1. Efflux pumps: These are proteins located in the cytoplasmic membrane that pump out antibiotics, so they fail to achieve a critical concentration within the bacterial cell. They are multidrug transporters and pump out macrolides, tetracyclines, and fluoroquinolones.

2. Modification of drug target: Mutations in bacterial genes change the target site of antibiotics, making them ineffective.
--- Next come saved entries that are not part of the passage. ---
PR #2139, opened 2026-08-19
fix(cli): size the agents-list name column to the widest alias

### LINKED ISSUE #2138: agents: 16-char alias name overflows the name column and skews the table
## Found via dogfood (release 0.12.16)

`rapid-mlx agents` renders a ragged row for `deepseek-harness`:

```
  name            client               GitHub  tools  recommended models
  claude-code     Claude Code            140K  FC     ...
  deepseek-harness DeepSeek Harness         1K  FC     ...   <- client/GitHub/tools shifted 1 col right
```

## Root cause

`cli.py` formats the name column with a hardcoded `{p.name:<15}` (header and rows). `deepseek-harness` is **16** chars — one past the width — so Python's `<15` neither truncates nor pads it. The name eats its own separator space and every later column on that row shifts one character right. Any alias name >= 15 chars trips this.

## Fix

Size the name column to the widest alias (`max(15, max(len(name)))`), floored at 15, and use it in both the header and the rows. Auto-accommodates any future long name instead of bumping the constant.

raullenchai:
## Why

Found while dogfooding release 0.12.16. `rapid-mlx agents` renders a ragged row for the 16-char alias `deepseek-harness`:

```
  name            client               GitHub  tools  recommended models
  claude-code     Claude Code            140K  FC     ...
  deepseek-harness DeepSeek Harness         1K  FC     ...   <- shifted 1 col right
```

The name column used a hardcoded `{p.name:<15}` (header + rows). Because `deepseek-harness` is one char past 15, Python's `<15` neither truncates nor pads it — the name eats its separator space and every later column on that row slides one character right. Any alias name ≥ 15 chars trips this.

Closes #2138.

## What

- `cli.py` `agents_command`: compute `name_w = max(15, max(len(p.name) for p in profiles))` once and use `{…:<{name_w}}` for both the header and each row. Floored at 15 so short rosters keep the familiar layout; grows automatically for any future long alias instead of needing the constant bumped.

## Tests

- New `tests/test_agents_list_alignment.py`: renders a short + a 16-char name and asserts the client column starts at the same offset on the header and both rows. Confirmed it **fails** on pre-fix source (offset 18 vs 19) and **passes** after.
- 54 agents-adjacent tests (`test_agent_first_class_setup`, `test_deepseek_harness_profile`, `test_first_run_guide`, new file) green.

## Notes

Human-facing table formatting only — no profile data or command behavior changes. AI-authored (Claude Opus 4.8), human-reviewed.

### DIFF
--- a/tests/test_agents_list_alignment.py
+++ b/tests/test_agents_list_alignment.py
@@ -1,0 +1,53 @@
+"""Regression: the `rapid-mlx agents` roster must keep its columns aligned
+even when an agent name is as wide as (or wider than) the name column's old
+hardcoded 15-char width.
+
+`deepseek-harness` is 16 chars. With the pre-fix `{p.name:<15}` the name
+overflowed its field, consumed the single separator space, and shifted the
+client / GitHub / tools columns one character right *on that row only* — a
+ragged table. The column is now sized to the widest alias, so every row lines
+up under the header.
+"""
+
+from __future__ import annotations
+
+from types import SimpleNamespace
+
+from vllm_mlx import cli
+
+
+def _profile(name: str, display: str) -> SimpleNamespace:
+    return SimpleNamespace(
+        name=name,
+        display_name=display,
+        stars=1000,
+        needs_function_calling=True,
+        recommended_models=["qwen3.5-9b-4bit"],
+        kind="agent",
+    )
+
+
+def test_agents_list_client_column_aligns_for_max_width_name(monkeypatch, capsys):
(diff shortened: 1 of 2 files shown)


raullenchai:
Addressed the codex NIT: the header divider was still fixed at 78 chars while the table grows with `name_w`. Now derived as `78 + name_w - 15` so the rule tracks the widened columns. Alignment test + lint green; re-running validation on the final diff.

Examples include:

   • Alterations in 30S and 50S ribosomes cause resistance to drugs like aminoglycosides, tetracyclines, chloramphenicol, streptogramins, macrolides, etc.
   • Changes in penicillin binding proteins cause reduced affinity of PBP to beta lactam antibiotics (e.g., E.faecium to ampicillin and S.pneumoniae to penicillin).
   • In S.aureus, the mecA gene codes for an altered PBP called PBP2a that confers resistance to beta lactams.
   • Mutations in DNA gyrase and topoisomerase IV lead to fluoroquinolone resistance.
   • Alteration of D-alanyl-D-alanine to D-alanyl-D-lactate confers resistance to vancomycin and teicoplanin in enterococci, which is coded by van A gene.

3. Inactivation of antibiotic: Bacterial enzymes that inactivate antibiotics include beta lactamases (inactivate all beta lactams like penicillins, cephalosporins, monobactams and carbapenems); aminoglycoside modifying enzymes inactivate aminoglycosides, while chloramphenicol acetyl transferases inactivate chloramphenicol.